Under President Donald Trump and Health and Human Services Secretary Robert F. Kennedy Jr., the reach of the Food and Drug Administration is being scaled back by executive fiat. Reporting indicates that the FDA is suspending inspections that help ensure the safety of the nation’s food, amid broader staff cuts at HHS imposed by the new administration. Reuters recently reported that, among the inspections paused, the FDA “is suspending a quality control program for testing of fluid milk and other dairy products due to reduced capacity in its food safety and nutrition division.” More specifically, “the agency suspended its proficiency testing program for Grade ‘A’ raw milk and finished products.”
It is only thanks to the power of the federal government that the United States has historically enjoyed safe food. Thanks to the efforts of an array of agencies, such as the Food and Drug Administration and the Agriculture Department’s Food Safety and Inspection Service, we can reliably trust that the food we buy is safe and, if not, know about any outbreaks or recalls.
While some reformers succeeded in creating local agencies, by the 1920s, milk had earned a dangerous reputation.

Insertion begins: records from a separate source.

Issue #2281, opened 2025-11-25
More Detailed Descriptions for Preset Keymaps


Daniel-De-Dev:
### Feature Description

Currently the preset keymaps created by the plugin set the description `blink.cmp` for all mappings. This isn't very helpful, especially for someone new to the plugin (like me) using Telescope to search keybinds.

This is the current default behavior:
<img width="1273" height="604" alt="Image" src="https://github.com/user-attachments/assets/d6858d83-066c-47d9-98dd-e6a02372891d" />

I have already drafted a simple implementation that address this (See Daniel-De-Dev/blink.cmp@9342e94):
<img width="1271" height="610" alt="Image" src="https://github.com/user-attachments/assets/0199b2f3-f9a5-414e-947e-72af10f270e8" />

The logic is that the plugin name is included alongside all commands the keymap implements (excluding `fallback`). I also added the mode it applies to (`(insert)`, `(snippet)`), since single-letter mode indicators dont filter well for fuzzy finders.

I'm not familiar with the codebase, so I expect my changes might not follow all best practices and need improvement/changes. It would be cool to see this feature or something similar implemented on the main branch.

soifou:
I think we can safely close this issue since your PR has been merged ;)

PR #2282, opened 2025-11-25
feat(keymaps): implemented more detailed descriptions

Daniel-De-Dev:
By default all keymaps got the description `blink.cmp` for someone new to the keymaps (like me) it's very helpful to with a tool like Telescope be able to quickly look up what keymaps do. Hence the description is very important to provide the detail.

Logic has been added to generate a description in the format:

```
Blink: command_1, command_2, ... (mode)
```

This is just a very quick solution implemented which is good enough for me, as far as im aware this change is self contained and affects essentially nothing other than the descriptions.

(draft for #2281)

### DIFF
--- a/lua/blink/cmp/keymap/apply.lua
+++ b/lua/blink/cmp/keymap/apply.lua
@@ -2,8 +2,7 @@ local apply = {}
 
 local snippet_commands = { 'snippet_forward', 'snippet_backward', 'show_signature', 'hide_signature' }
 
--- The prefix each description begins with
-local prefix = 'blink.cmp: '
+local DESC_PREFIX = 'blink.cmp: '
 
 -- Generates description based on commands
 --- @param commands blink.cmp.KeymapCommand[]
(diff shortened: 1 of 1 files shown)


saghen:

It was not always like this and milk is the perfect food to show why. The dairy industry started off selling so-called “swill milk” to urban consumers in the mid-1800s. Such milk came from city-based dairy cows fed on mash and leftovers from nearby distillers and brewers. Reformers at the local and state levels campaigned for the construction of local milk regulators and against swill milk, because they feared its corrupting influence and low-grade grains in the feed.
While some reformers succeeded in creating local agencies, by the 1920s, milk had earned a dangerous reputation. Dairies spread dysentery, typhoid fever, scarlet fever, diphtheria and — most of all — bovine tuberculosis. Scientists at one of the precursors to the U.S. Centers for Disease Control and Prevention even worried that milk was more dangerous than ever, with one writing, “Milk is second in importance only to water as a vehicle of disease transmission.”
Out of Alabama, a plan emerged from a cooperative program organized by the state Board of Health and the public health service to begin coordinating the local, state and federal regulations into one inspection system. Their reasons included the failure of the current patchwork system, the failure to align regulatory standards, the ability of the dairy industry to overpower the fragmented inspection system and the necessity of milk being pasteurized to kill harmful bacteria. By the end of the 1920s, the federal government began to build just such a coordinated system. Out of these efforts was born the use of grading, including grade A, as well as the unpasteurized but still regulated raw milk sector.
The White House’s justification for scaling back federal authority is that the states will pick up the slack and take charge of their own consumer marketplaces. But historical examples show why a patchwork system of ad hoc state and local regulations was ineffective at ensuring milk was healthy.
As of 1938, when the national inspection system had not yet fully come together, milk was responsible for 25% of all foodborne disease outbreaks. In the subsequent three decades, the dairy inspection system grew in fits and starts, particularly during World War II and the Korean War. By 1965, that number had declined to 2.5%. That year, the federal government formally united milk inspection and created a unified standard for inspecting dairy products.
Milk regulations united the efforts of the federal government’s fragmented system to protect consumers.
The unified federal milk ordinance finally allowed the country to tackle a long-simmering problem. Milk is not only a perfect vector for bacteria to thrive, but it is also an excellent way for agricultural and industrial toxins to get into the food system and into the bodies of the people who consume milk, particularly children. No toxin was more feared at that time than residues of DDT, the once-formidable chemical that had ushered in a whole new chemical age in farming In 1965, the federal government forced all milk inspections to also test for pesticide residues. States like California had spent years trying to hammer out their own DDT regulations, but only federal power was able to force producers’ compliance.